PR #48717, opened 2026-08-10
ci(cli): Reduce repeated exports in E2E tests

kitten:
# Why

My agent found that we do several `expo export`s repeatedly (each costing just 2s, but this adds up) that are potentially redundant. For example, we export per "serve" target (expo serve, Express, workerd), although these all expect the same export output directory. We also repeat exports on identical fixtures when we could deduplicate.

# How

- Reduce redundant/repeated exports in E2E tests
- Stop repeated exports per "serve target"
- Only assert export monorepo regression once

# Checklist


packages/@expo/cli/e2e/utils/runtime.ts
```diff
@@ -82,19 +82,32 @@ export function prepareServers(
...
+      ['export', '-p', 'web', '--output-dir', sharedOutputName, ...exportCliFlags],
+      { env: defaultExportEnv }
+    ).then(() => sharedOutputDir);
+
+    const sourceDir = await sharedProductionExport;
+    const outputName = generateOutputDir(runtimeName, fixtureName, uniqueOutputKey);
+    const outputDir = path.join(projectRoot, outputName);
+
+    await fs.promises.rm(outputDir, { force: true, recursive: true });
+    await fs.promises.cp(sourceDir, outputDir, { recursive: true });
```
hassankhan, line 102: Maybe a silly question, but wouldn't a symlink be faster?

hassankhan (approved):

EXERCISE DETAILS: Going line by line, repeat the whole listing exactly.

RESULT OF THE EXERCISE:
PR #48717, opened 2026-08-10
ci(cli): Reduce repeated exports in E2E tests

kitten:
# Why

My agent found that we do several `expo export`s repeatedly (each costing just 2s, but this adds up) that are potentially redundant. For example, we export per "serve" target (expo serve, Express, workerd), although these all expect the same export output directory. We also repeat exports on identical fixtures when we could deduplicate.

# How

- Reduce redundant/repeated exports in E2E tests
- Stop repeated exports per "serve target"
- Only assert export monorepo regression once

# Checklist


packages/@expo/cli/e2e/utils/runtime.ts
```diff
@@ -82,19 +82,32 @@ export function prepareServers(
...
+      ['export', '-p', 'web', '--output-dir', sharedOutputName, ...exportCliFlags],
+      { env: defaultExportEnv }
+    ).then(() => sharedOutputDir);
+
+    const sourceDir = await sharedProductionExport;
+    const outputName = generateOutputDir(runtimeName, fixtureName, uniqueOutputKey);
+    const outputDir = path.join(projectRoot, outputName);
+
+    await fs.promises.rm(outputDir, { force: true, recursive: true });
+    await fs.promises.cp(sourceDir, outputDir, { recursive: true });
```
hassankhan, line 102: Maybe a silly question, but wouldn't a symlink be faster?

hassankhan (approved):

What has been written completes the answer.